An angle SUBTENDS a line segment when one end of the segment is on each of the legs of the angle.
If we are given an angle and a FIXED line segment XY, then the locus of the vertex is all points where point A can be located. This may be envisioned as moving the fixed angle so that each side slides along on end of the segment.
Physically moving the given angle is not a normal construction and it will help to determine what the locus should be and then develop a construction.
WHY IS THIS AN IMPORTANT CONSTRUCTION?
First, it is useful in accomplishing other constructions. Okay, that is an unsatisfactory answer . . .
Second, it is part of the structure and pattern of the geometry of angles, segments, and circles. If we consider points A, X, and Y,
-- any three points determine a circle.
-- the segment XY is a chord of the the circle and the chord has the same endpoints as the arc.
-- the angle XAY is an inscribed angle of the circle
-- the inscribed angle theorem says that all angles subtending an arc of the circle have measure one-half of the central angle.
Third, the locus underlies ancient and modern navigation technologies. The lighthouse problem allows plotting an observation point (boat) on a map when the angles between light rays of pairs of lighthouses are determine. With only two lighthouses visible, the boat is somewhere along an arc. When three lighthouses are visible, we have two arcs determined and can plot the location of our boat on a map by determining the intersection.
Modern navigation systems such as the Global Positioning System (GPS) is much more sophisticated as three dimensional position is involved rather than two dimensions. Still, the underlying idea is the intersection of surfaces determined by measurements from a set of satellites.

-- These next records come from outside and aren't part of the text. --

PR #274, opened 2026-03-09
feat: filter releases by arch and remove commonly unwanted assets

aaronflorey:
When installing tools from GitHub releases, the asset picker was sometimes confused by non-binary files bundled in the same release - things like checksums, signatures, README files, and shell completions. On top of that, users on Apple Silicon (arm64) weren't getting aarch64 assets matched, and macOS users were missing releases labelled macos or osx instead of darwin.

This PR fixes all three issues:

- Asset filtering: Metadata files (.sha256, .sig, .asc, etc.) and common archive junk (docs, licenses, completion scripts, man pages) are now automatically excluded before the asset picker runs, both at the release level and when extracting from
  archives like tarballs and zips.
- arm64 support: aarch64 is now recognised as an alias for arm64, so releases targeting Apple Silicon and Linux ARM devices are correctly matched.
- macOS aliases: macos and osx are now treated as aliases for darwin, improving compatibility with tools that don't use Go's OS naming convention in their release filenames.

### DIFF
--- a/pkg/assets/assets.go
+++ b/pkg/assets/assets.go
@@ -8,6 +8,7 @@ import (
 	"fmt"
 	"io"
 	"net/http"
+	"path"
 	"path/filepath"
 	"sort"
 	"strings"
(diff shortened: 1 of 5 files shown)


marcosnils:
woot! sorry I haven't had the time to review. do you still need this?

aaronflorey:
no problem! i made the mistake of PRing from `main`, so i'm preparing a new PR now :)

PR #275, opened 2026-03-18
feat: improve arch/os matching and filter non-installable release files

aaronflorey:
## Summary

Improve asset selection accuracy by expanding OS/arch aliases and filtering out non-installable files (checksums/signatures and archive junk) before scoring/selecting release artifacts.

## What changed

- Added arm64 -> aarch64 alias support in GetArch().
- Added Darwin aliases (macos, osx) in GetOS().
- Expanded SanitizeName() normalization to better strip OS/arch/version patterns across common naming permutations.
- Added HasAnySuffix() helper in pkg/strings.
- Introduced installable-asset filtering to skip metadata artifacts (e.g. .sha256, .asc, checksum files).
- Introduced archive-content filtering to skip non-binary files (README/LICENSE/changelog/docs/images/config samples, completion files, manpages) when selecting binaries from .tar/.zip.
- Added safe fallback behavior: if filtering removes everything, keep original candidates.

## Tests

- Added/expanded tests for:
    - arch alias behavior (pkg/config/config_test.go)
    - sanitize-name handling for Darwin ARM naming variants
    - metadata/junk detection helpers
    - archive filtering behavior, including fallback cases
    - manpage extension detection
- Verified with:
    - go test ./... (pass)

### DIFF
--- a/pkg/assets/assets.go
+++ b/pkg/assets/assets.go
@@ -8,6 +8,7 @@ import (
 	"fmt"
 	"io"
 	"net/http"
+	"path"
 	"path/filepath"
 	"sort"
 	"strings"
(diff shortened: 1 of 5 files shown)


marcosnils:
@aaronflorey another closed one? :thinking: . Do you still wanna get this one in?

PR #276, opened 2026-03-19
Print an error when remove doesn't match any binaries

skorokithakis:
## Summary

- `bin remove` with arguments that don't match any installed binary previously exited silently with no output. This reports unmatched arguments to stderr and returns an error if nothing was removed.
- If some arguments match and others don't, the matched ones are still removed and the unmatched ones are reported.

### DIFF
--- a/cmd/remove.go
+++ b/cmd/remove.go
@@ -46,7 +46,7 @@ func newRemoveCmd() *removeCmd {
 						// additional things somewhere else, maybe we should
 						// call the provider to do a cleanup here.
 						if err := os.Remove(os.ExpandEnv(bp)); err != nil && !os.IsNotExist(err) {
-							return fmt.Errorf("Error removing path %s: %v", os.ExpandEnv(bp), err)
+							return fmt.Errorf("error removing path %s: %v", os.ExpandEnv(bp), err)
 						}
 						fmt.Fprintf(os.Stderr, "removed binary %s\n", os.ExpandEnv(bp))
 						continue
--- a/cmd/remove.go
+++ b/cmd/remove.go
@@ -48,6 +48,7 @@ func newRemoveCmd() *removeCmd {
 						if err := os.Remove(os.ExpandEnv(bp)); err != nil && !os.IsNotExist(err) {
 							return fmt.Errorf("Error removing path %s: %v", os.ExpandEnv(bp), err)
 						}
+						fmt.Fprintf(os.Stderr, "removed binary %s\n", os.ExpandEnv(bp))
 						continue
 					}
 				}
--- a/cmd/remove.go
+++ b/cmd/remove.go
@@ -27,6 +27,7 @@ func newRemoveCmd() *removeCmd {
 			cfg := config.Get()
 
 			existingToRemove := []string{}
+			matched := map[string]bool{}
 
 			for _, b := range cfg.Bins {
 				for _, p := range args {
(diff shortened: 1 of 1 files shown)


marcosnils:
> * `bin remove` with arguments that don't match any installed binary previously exited silently with no output.

 in which case this happens? if I run `bin remove foo` and I don't have `foo` installed on my system, I get an error `executable file not found` and `bin` exits with status code 1

> * If some arguments match and others don't, the matched ones are still removed and the unmatched ones are reported.

yes, this one SGTM!

skorokithakis:
I never get anything :( I always get zero output and I've always been confused by it.

I also tend to pass the Github URL, and that definitely doesn't produce any output (I just tried that). This PR makes it much more clear what's happening, for me.

marcosnils:
> I never get anything :( I always get zero output and I've always been confused by it.

 this is what I get when I'm trying to remove something that doesn't exist
 
 ```
 130|marcos:Projects/bin (master) $ bin remove foo
  ⨯ command failed                                   error=exec: "foo": executable file not found in $PATH
  ```

skorokithakis:
I get this:

```

15:18:54 > ~/Downloads on  master via 🐍 v3.12.3 (.venv) 
❯ bin rm github.com/simulot/immich-go

15:19:09 > ~/Downloads on  master via 🐍 v3.12.3 (.venv) 
❯ 
```

skorokithakis:
Or the similarly confusing:

```

15:19:09 > ~/Downloads on  master via 🐍 v3.12.3 (.venv) 
❯ bin uninstall github.com/tempoxyz/tempo

Path                                                   Version     URL                                                              Status
/home/stavros/Documents/Various/bin/bat                v0.26.1     https://github.com/sharkdp/bat/releases/tag/v0.26.1              OK
/home/stavros/Documents/Various/bin/bin                v0.24.2     https://github.com/marcosnils/bin/releases/tag/v0.24.2           OK
...
```

marcosnils:
@skorokithakis just opened a simpler PR which should address all the issues described here. https://github.com/marcosnils/bin/pull/277. Mind checking if this fixes your situation?

skorokithakis:
It works for "uninstall isn't a valid command" and with the GH URL use case, but:

```
15:33:25 > bin on  remove_skip via 🐹 v1.25.3 
❯ bin
panic: runtime error: index out of range [0] with length 0

goroutine 1 [running]:
github.com/marcosnils/bin/cmd.(*rootCmd).Execute(0xc0000129f0, {0xc0000360e0, 0x0, 0x416468?})
	/tmp/bin/cmd/root.go:31 +0x1ba
github.com/marcosnils/bin/cmd.Execute({0xe0adce, 0x3}, 0xe568e0, {0xc0000360e0, 0x0, 0x0})
	/tmp/bin/cmd/root.go:24 +0x79
main.main()
	/tmp/bin/main.go:21 +0x8e
```

skorokithakis:
Also, shouldn't this print something for both?


```
15:34:51 > bin on  remove_skip via 🐹 v1.25.3 
❯ bin rm github.com/simulot/immich-go github.com/simulot/immich-gz
  ⨯ command failed                                   error=exec: "github.com/simulot/immich-go": stat github.com/simulot/immich-go: no such file or directory
```

marcosnils:
> It works for "uninstall isn't a valid command" and with the GH URL use case, but:

sorry, forgot to push one fix.

--- 

FWIW `bin  rm $URL`  is not how `rm` is supposed to be used. `rm` expects either a binary name or path in the filesystem, not a URL

marcosnils:
@skorokithakis mind trying again? I think it should work as intended now.

skorokithakis:
Yep, it works now! It has `ls` as default, which contradicts this line in the PR:

> also removing ls as being the default command as it's confusing

So I'm not sure what the intention is there. However, all the issues I, specifically, had with it are gone, so thank you!

marcosnils:
> > also removing ls as being the default command as it's confusing

this fixes the case where if you run `bin notexistcommand` will fallback to `ls`.  Running `bin` without any arguments should fallback to `ls`, that's intended.

PR #288, opened 2026-05-14
honour HTTP_PROXY/HTTPS_PROXY/NO_PROXY in all HTTP clients

### LINKED ISSUE #287: HTTP/HTTPS proxy not supported
# Issue

`bin` makes outbound HTTP requests in several places but does not honour standard proxy environment variables (`HTTP_PROXY`, `HTTPS_PROXY`, `NO_PROXY`). This makes `bin` unusable in corporate or air-gapped environments that require a proxy to reach the internet.

**Affected code paths:**

- `pkg/assets/assets.go` — uses `http.DefaultClient` directly when downloading assets
- `pkg/providers/goinstall.go` — uses `http.Get` (also backed by `http.DefaultClient`) to query `proxy.golang.org`
- `pkg/providers/hashicorp.go` — passes `http.DefaultClient` directly into the Hashicorp provider
- `pkg/providers/github.go` — constructs an `oauth2` HTTP client without a custom transport, so it too ignores proxy settings

**Expected behaviour:**

All HTTP requests should respect `HTTP_PROXY`, `HTTPS_PROXY`, and `NO_PROXY` environment variables, consistent with the behaviour of most Go tools (including `go` itself).

marcosnils:
## Summary

Fixes #287 — `bin` was not honouring standard proxy environment variables (`HTTP_PROXY`, `HTTPS_PROXY`, `NO_PROXY`), making it unusable in corporate/air-gapped environments.

- Introduces `pkg/httpclient` with a shared `*http.Client` backed by `http.DefaultTransport` (which calls `http.ProxyFromEnvironment`)
- `pkg/assets/assets.go` — uses `httpclient.Client` instead of `http.DefaultClient`
- `pkg/providers/goinstall.go` — uses `httpclient.Client.Get` instead of `http.Get`
- `pkg/providers/hashicorp.go` — passes `httpclient.Client` instead of `http.DefaultClient`
- `pkg/providers/github.go` — injects `httpclient.Client` via `oauth2.HTTPClient` context key so the oauth2 transport uses a proxy-aware base

## Test plan

- [x] Set `HTTPS_PROXY` to a local proxy (e.g. `mitmproxy`) and run `bin install` for a GitHub, HashiCorp, and `goinstall://` binary — all requests should route through the proxy
- [x] Unset proxy vars and verify normal operation is unchanged
- [x] `make test` passes

🤖 Generated with [Claude Code](https://claude.com/claude-code)

### DIFF
--- a/pkg/assets/assets.go
+++ b/pkg/assets/assets.go
@@ -20,6 +20,7 @@ import (
 	"github.com/h2non/filetype/types"
 	"github.com/krolaw/zipstream"
 	"github.com/marcosnils/bin/pkg/config"
+	"github.com/marcosnils/bin/pkg/httpclient"
 	"github.com/marcosnils/bin/pkg/options"
 	bstrings "github.com/marcosnils/bin/pkg/strings"
 	"github.com/xi2/xz"
@@ -345,7 +346,7 @@ func (f *Filter) ProcessURL(gf *FilteredAsset) (*finalFile, error) {
 		req.Header.Add(name, value)
 	}
 	log.Debugf("Checking binary from %s", gf.URL)
-	res, err := http.DefaultClient.Do(req)
+	res, err := httpclient.Client.Do(req)
 	if err != nil {
 		return nil, err
 	}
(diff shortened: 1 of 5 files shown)


Gorian:
That was really quick - and I tested it works on my end; Thank you! :)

Given a fixed angle and a fixed segment, determine the locus of the vertex of the angle as it subtends the segment.
Our problem becomes one of determing how to construct the arc of the circle.
To draw the circle we need to locate its center.

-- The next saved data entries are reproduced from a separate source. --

PR #295, opened 2026-07-09
feat: add helm provider

TerryHowe:
## What

Adds a dedicated `helm` provider so `bin install github.com/helm/helm` works.

## Why

Helm does **not** attach binaries to its GitHub releases — the release assets are only `.asc` signatures and checksums. The actual binaries are published on [get.helm.sh](https://get.helm.sh) (e.g. `https://get.helm.sh/helm-v3.16.3-linux-amd64.tar.gz`). As a result the existing GitHub provider finds the release but filters away every asset and fails with "Could not find any compatible files".

This is the same situation the `hashicorp` provider already handles for `releases.hashicorp.com`, so the implementation follows that pattern.

## How

- New `pkg/providers/helm.go`:
  - `GetLatestVersion()` reads `https://get.helm.sh/helm-latest-version`.
  - `Fetch()` builds the candidate download URLs for the platforms Helm publishes and reuses the shared `assets` scoring + archive handling to select and unpack the correct binary (the tarballs contain an `os-arch/helm` entry, which `ProcessURL` unpacks to the executable).
  - Supports pinned versions via release-tag URLs (`github.com/helm/helm/releases/tag/v3.16.3`) and the `ensure` command's `--version`.
- `pkg/providers/providers.go`: route `github.com/helm/helm`, `get.helm.sh`, and `--provider helm` to the new provider (matched before the GitHub branch, with an exact `helm/helm` path check so repos like `helm/helm-mapkubeapis` are unaffected).
- Unit tests in `pkg/providers/helm_test.go` (routing, tag extraction, candidate URLs, version normalization).
- README: new "Helm" section and entry in the sources list.

## Testing

- `go build ./...`, `go vet ./pkg/providers/`, and `go test ./pkg/providers/` all pass.
- End-to-end verified on darwin/arm64:

```
$ bin install github.com/helm/helm ./helm
  • Getting v4.2.2 release for helm
  • Starting download of https://get.helm.sh/helm-v4.2.2-darwin-arm64.tar.gz
  • Done installing helm v4.2.2
$ ./helm version
version.BuildInfo{Version:"v4.2.2", ...}

$ bin install github.com/helm/helm/releases/tag/v3.16.3 ./helm-3163
  • Done installing helm v3.16.3
```

### DIFF
--- a/pkg/providers/providers.go
+++ b/pkg/providers/providers.go
@@ -76,7 +76,7 @@ func New(u, provider string) (Provider, error) {
 	// GitHub branch since github.com/helm/helm would otherwise be captured
 	// there.
 	helmPath := strings.TrimPrefix(purl.Path, "/")
-	if provider == "helm" || purl.Host == "get.helm.sh" || (purl.Host == "github.com" && (helmPath == "helm/helm" || strings.HasPrefix(helmPath, "helm/helm/")) {
+	if provider == "helm" || purl.Host == "get.helm.sh" || (purl.Host == "github.com" && (helmPath == "helm/helm" || strings.HasPrefix(helmPath, "helm/helm/"))) {
 		return newHelm(purl)
 	}
 
--- a/pkg/providers/providers.go
+++ b/pkg/providers/providers.go
@@ -71,15 +71,6 @@ func New(u, provider string) (Provider, error) {
 		return nil, err
 	}
 
-	// Helm publishes its binaries on get.helm.sh rather than as GitHub
-	// release assets, so it needs a dedicated provider. Match it before the
-	// GitHub branch since github.com/helm/helm would otherwise be captured
-	// there.
-	helmPath := strings.TrimPrefix(purl.Path, "/")
-	if provider == "helm" || purl.Host == "get.helm.sh" || (purl.Host == "github.com" && (helmPath == "helm/helm" || strings.HasPrefix(helmPath, "helm/helm/"))) {
-		return newHelm(purl)
-	}
-
 	if strings.Contains(purl.Host, "github") || provider == "github" {
 		return newGitHub(purl)
 	}
@@ -90,6 +81,10 @@ func New(u, provider string) (Provider, error) {
 
 	if strings.Contains(purl.Host, "codeberg") || provider == "codeberg" {
 		return newCodeberg(purl)
+	}
+
+	if strings.Contains(purl.Host, "get.helm.sh") || provider == "helm" {
+		return newHelm(purl)
 	}
 
 	if strings.Contains(purl.Host, "releases.hashicorp.com") || provider == "hashicorp" {
--- a/pkg/providers/providers.go
+++ b/pkg/providers/providers.go
@@ -76,7 +76,7 @@ func New(u, provider string) (Provider, error) {
 	// GitHub branch since github.com/helm/helm would otherwise be captured
 	// there.
 	helmPath := strings.TrimPrefix(purl.Path, "/")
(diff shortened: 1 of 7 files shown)


matheuscscp:
Thanks @TerryHowe! Hey @marcosnils, this is due to https://github.com/helm/helm/issues/32315

marcosnils:
@TerryHowe  thx for sending this over. I'd definitely like to support this. One thing that I'm thinking is if we should unify the hashicorp and the helm providers into a single interface (something like http provider)  and then only override the required "GetLatestVersion" depending on which target you're trying to fetch. 

I'll send an agent to do this and if I like the approach, I'll share it here so we can consolidate.

Thx again for taking the time to improve bin :pray:

marcosnils:
Pushed a refactor commit (8ab1de6) on top of this branch that unifies the new helm provider with the existing hashicorp one, since both fetch artifacts from plain HTTP endpoints with the same flow (resolve version → enumerate candidate assets → score/filter → unpack).

- New `pkg/providers/httprelease.go`: `httpReleaseProvider` implements the `Provider` interface once, on top of a two-method `httpSource` seam (`fetchRelease(version)` and `latestVersion()`). Provider IDs persisted in config are unchanged (`helm` / `hashicorp`).
- `helm.go` and `hashicorp.go` shrink to thin sources: helm keeps the static platform matrix + `helm-latest-version` lookup; hashicorp keeps its `index.json` API and semver selection.
- Behavior changes for hashicorp that fall out of the unification:
  - `Fetch` now passes `PackageName` to the asset filter (matching github/codeberg) and returns `PackagePath`, fixing a latent bug where every hashicorp update wiped the stored package path.
  - The latest-version path no longer fetches the release `index.json` a second time.
  - `newHashiCorp` errors on URLs without a repo path instead of panicking.
- Added httptest-backed hashicorp tests (first coverage for that provider) and `GetLatestVersion`-URL round-trip tests for both sources, since `bin update` re-instantiates providers from that URL.

Verified end-to-end on linux/amd64: latest + pinned helm installs, terraform install, `bin update` (pinned helm v3.16.3 → v4.2.3 via the round-trip URL) and `bin ensure` re-installs at stored versions.

🤖 Generated with [Claude Code](https://claude.com/claude-code)

marcosnils:
Sorry, claude pushed this automatically without my review. I'll check it out and come back here asking for a review if I like what it did :pray:

pkg/providers/providers.go
```diff
@@ -71,6 +71,15 @@ func New(u, provider string) (Provider, error) {
 		return nil, err
 	}
 
+	// Helm publishes its binaries on get.helm.sh rather than as GitHub
+	// release assets, so it needs a dedicated provider. Match it before the
+	// GitHub branch since github.com/helm/helm would otherwise be captured
+	// there.
+	helmPath := strings.TrimPrefix(purl.Path, "/")
+	if provider == "helm" || purl.Host == "get.helm.sh" || helmPath == "helm/helm" || strings.HasPrefix(helmPath, "helm/helm/") {
```
matheuscscp: codex/gpt-5.6-sol noticed that when checking the `helmPath` here we could also AND with checking the host to be `github.com`:


```suggestion
	if provider == "helm" || purl.Host == "get.helm.sh" || (purl.Host == "github.com" && (helmPath == "helm/helm" || strings.HasPrefix(helmPath, "helm/helm/")) {
```

matheuscscp (commented):
LGTM! 🚀 Thanks @TerryHowe @marcosnils 

Just one nit

As always, very happy with bin taking care of me 😁

PR #297, opened 2026-07-22
feat: add package update cooldowns

### LINKED ISSUE #284: Feature request: Cooldowns
https://blog.yossarian.net/2025/11/21/We-should-all-be-using-dependency-cooldowns

bin is a package manager without a cooldown. It should support a cooldown, perhaps even a default one of 1 day to avoid supply chain attacks.

mbevc1:
Add a supply-chain hardening feature that delays updating a binary until a configurable cooldown has elapsed since the target version was published, giving the community time to detect malicious releases.

- config: `DefaultCooldown` (global) and per-Binary `Cooldown` fields, plus ParseCooldown/FormatCooldown/EffectiveCooldown/SetDefaultCooldown helpers supporting a friendly duration format (24h, 90m, 7d, 2w).
- providers: extend `GetLatestVersion` to return the release publish time; GitHub/GitLab/Codeberg/goinstall supply real dates, others return zero. Add SupportsPublishDate for static enforceability checks.
- update: skip versions published more recently than the effective cooldown; unknown (zero) publish dates are never gated.
- cmd: new `bin cooldown` command with get/set/unset/list subcommands for the default and per-package cooldowns.
- list: show a `Cooldown` column in `bin ls` (- disabled, n/a unenforceable, value with * for per-package override).
- tests + README docs.

Cooldowns are opt-in (disabled by default) so upgrading never silently blocks updates.

Closes #284

### DIFF
--- a/README.md
+++ b/README.md
@@ -59,6 +59,7 @@ scoop install extras/bin
 | `bin pin <binary...>`       | Pin current version (prevent updates)      | `bin pin terraform`              |
 | `bin unpin <binary...>`     | Unpin binaries (allow updates)             | `bin unpin terraform`            |
 | `bin prune`                 | Remove missing binaries from database      | `bin prune`                      |
+| `bin cooldown ...`          | Manage update cooldown periods             | `bin cooldown set 24h`           |
 | `bin help`                  | Show help for any command                  | `bin help install`               |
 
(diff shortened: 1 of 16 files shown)


mbevc1:
@marcosnils how does this look like?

1. The center will lie along the perpendicular bisector of the chord XY.
2. The central angle will be twice the measure of the given angle.
Take the desired figure and see if we can find constructions from the given data -- a given angle and a given line segment.

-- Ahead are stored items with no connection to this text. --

PR #251, opened 2019-05-28
Move support modules to lyluatextools repository

uliska:
@jperon this is a sketch for how I thought we could factor out the modules  to a separate support repository. In order to work you have to clone the [lyluatextools](https://github.com/uliska/lyluatextools) repository

The support modules are moved to the new lyluatextools repository.
Requiring lyluatexoptions will provide the lyluatex_options global variable.

Requiring lylautexlib will provide the lyluatex_lib global variable
(not used in lyluatex).

Requiring lyluatextools would provide both variables.


uliska:
PS: I'd be totally fine with
*  moving ownership of `lyluatextools` to hte `jperon` account
* ditching the separate repository but still create `lyluatexoptions.sty` and `lyluatextools.sty` (in the `lyluatex` repo

jperon:
I’m not opposed to the *principle* of a new repository for that, but I think that for now, integrating `lyluatextools.sty` (and possibly `lyluatexlib.sty` and `lyluatexoptions.sty`) within `lyluatex`’s one would be a better option for now, as:

- a new repository would mean a new dependency for `lyluatex`, so a little bit more complicated for users who would like to install it manually;
- for now, only `lyluatex` and `lyluatexmp` (that depends on `lyluatex`) use it; I’d understand a separation if a package not depending on `lyluatex` used it.

As for the packages, I’m wondering whether having 3 ones wouldn’t be overkill: why not, instead, make one package, having an option to decide whether `lyluatex_lib`, `lyluatex_options` or both are defined ?

As for the ownership, it's been a while since I've been thinking about transferring `lyluatex` to [openlilylib](https://github.com/openlilylib/), since it has grown up far beyond my personal use. Another option would be to create a special organization for it (as [gregorio-project](https://github.com/gregorio-project) for `Gregorio`). What do you think of it ?

jperon:
@uliska What about implementation in #252 ?

PR #252, opened 2019-05-29
lyluatextools

jperon:
All options in one auxiliary package.
Closes #251.

### DIFF
--- a/lyluatex.sty
+++ b/lyluatex.sty
@@ -17,6 +17,7 @@
 \RequirePackage{currfile}
 \RequirePackage{pdfpages}
 \IfFileExists{varwidth.sty}{\RequirePackage{varwidth}}{}
+\RequirePackage[options]{lyluatextools}
 
 \RequirePackage{metalogo}
 \newcommand{\lyluatex}{\textit{ly}\LuaTeX}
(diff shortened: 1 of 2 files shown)


uliska:
@jperon I think on the long run we should talk about moving that code to a completely independent package (also without the `lyluatex` part in the name). At least I will immediately make use of it in packages that *don't* make use of `lyluatex`. And I think this could become a generally useful toolkit for developing LuaTeX packages. I don't have sufficient experience with that but it might be worth raising this on the luatex mailing list, what do you think?

jperon:
@uliska I think it's a good idea to raise it on the luatex mailing list. I see at least two points, especially with `lyluatex-lib.lua`:

- how to deal with versions ? Some breaking changes could become a real headache if some packages depend on it (that's a recurring problem with libraries in general);
- some "`stdlib`s" for lua already exist: [penlight](http://stevedonovan.github.io/Penlight/api/), [lua-stdlib](https://github.com/lua-stdlib/lua-stdlib)... Wouldn't it be worth creating a package for one of those on CTAN, rather than inventing a new one ?

jperon:
@uliska I've just checked, and seen that there already is a `lualibs` package on CTAN. I didn't look further, but I'm fairly sure it would cover most of what `lyluatex-lib` does.

uliska:
OK, one day I'll look into that @jperon . Seems like we should better see whether we can *use* such existing functionality wherever we can avoid writing custom functions.

PR #262, opened 2019-07-18
Allow non-package option sets

uliska:
With this commit it is possible to add an option set
without making it package options.
The use case is in luatemplates to set up an options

From the line segment we can readily construct the midpoint and the perpendicular bisector. The center of our circle lines on that bisector.
The central angle is twice the measure of the subtending angle. We do not know where that center is yet so this does not reach a constructible action.
A perpendicular from X or Y would give a line parallel the line through the midpoint. The line from the the center to X would give a transversal of parallel lines.
Since we can construct a perpendiclar from X, we can now copy the given angle in the appropriatle location with one side along that perpendicular and the other side of the angle will intersect the perpendicular bisector of the segment at the center of the circle.
Now, we can do the construction. Begin with the segment XY. Construct the perpediculars from the midpoint and one end. Copy the angle along the end perpendicular and extend the other side to locate the center.
Construct a GSP file and a tool to generate the locus.
Click here for one such file. This one has flaws in the tools construction. We can do better.
This one may be better. Still has flaws.
The "flaws" in these GSP constructions are in the constructions work properly only for "good" data sets. Some input measures will not work properly. Moving the input points slightly may correct most problems.